‘Employers do have a wide latitude and given the pandemic, I think the courts and tribunals and arbitrators will be lenient’
As many places of business welcome back many employees back to work, what types of testing and screening regimes should be considered by employers to ensure a safe return?
Canadian HR Reporter spoke with Ryan Watkins, partner at Whitten & Lublin employment and labour lawyers in Toronto, about what employers should keep in mind when considering rapid testing.
Q: What are the main benefits of rapid testing?
A: “From an employer standpoint, what’s great about it is that you can get — as the name sounds — rapid testing results rather quickly on whether your employee is potentially infected with COVID-19. Now, it’s not more comprehensive than what we call the PCR [polymerase chain reaction] test, so if somebody does test positive using the rapid test, they would have to then go get a PCR test but, at the end of the day, what it does do is assist in helping against spreading COVID-19 in the workplace.”
Q: How are rapid tests administered?
A: “It has to be done by trained individuals. The company would have to appoint somebody to administer the test, and it’s a swab test that the employee would have to do and then the results would come back fairly quickly. If somebody did test positive, the company would have to inform the local public health unit about that so there is a reporting requirement to it.”
Q: Should employers have a policy for rapid testing?
A: “I always recommend employers — especially with the ever-changing environment with COVID-19 — to always update their policies with respect to COVID-19 so absolutely, employers should be looking to revise their policy on rapid testing if they don’t have anything in place already.
“The main point is that there is a policy in place that everybody is aware of and they agree [to], that they’ve read it and that should be the main criteria to ensure that the program is set up properly and that employees are protected in terms of their privacy. If there are any human rights abuses that are triggered, that there are specific ways to deal with that within the policy.”

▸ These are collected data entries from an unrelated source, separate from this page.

PR #4177, opened 2025-11-13
NicNexus AWS/Ubicloud separation - Phase 1

furkansahin:
## Nic allow mac to be nil -migration-
We don't need that field for AWS nics, we might drop the column all
together later specifically for that type of nics.

## Add Ubicloud/vnet/nic_nexus.rb and Aws/vnet/nic_nexus.rb
We are adding the new progs as a preparation. These are not used just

Q: What are the pitfalls to rapid testing that employers should be aware of?
A: “Human rights and privacy would probably be the two most important things. You want to make sure, from a privacy perspective, that you are taking care when you’re dealing with personal health information of the workers and what’s being collected, and you want to make sure that it’s being used and disclosed in accordance with all applicable legislation.
The main point is only those that need to know about the information [should know]. For example, if somebody tests positive, you want to ensure it’s not disseminated throughout the workplace. The only people that would really need to know about that is obviously the person doing the testing that would need to report to the public health officials, and then maybe somebody in management or HR. But it should be very limited in terms of who should know about the results.
From a human rights perspective, you may have situations where somebody may not be able to take the test for religious or medical reasons so you want to take precautions there to ensure that employees are being accommodated up to the point of undue hardship.”
Q: How should an employer respond if an employee refuses the test?
A: “The first thing the employer should do is inquire into the reasons and whether it’s a human rights type of scenario. But, in saying that, employers have a wide latitude in terms of initiating this program and there has been a recent arbitration case with a large construction company. EllisDon had employees on certain construction sites that were more susceptible to outbreaks to be tested and the union grieved that policy. The arbitrator ruled that EllisDon is within its right to implement this program.
So, employers do have a wide latitude and given the pandemic, and the ability to try to stop the spread and workplaces, I think the courts and tribunals and arbitrators will be lenient on employers who try to implement a rapid testing policy.”
Q: Will we see more arbitration cases in the future?
A: “I would hope that it doesn’t get litigated too much. We all have to do our part to try to stop the spread of COVID-19 and these policies are there to assist that and so I would hope that there wouldn’t be too strong of a pushback with employers who are implementing these type of programs.”
Canadian HR Reporter also spoke with an expert about the importance of educating employees about rapid testing.
Meanwhile, employers such as Toyota have offered on-site rapid testing for COVID-19 to employees in the Ontario cities of Woodstock and Cambridge.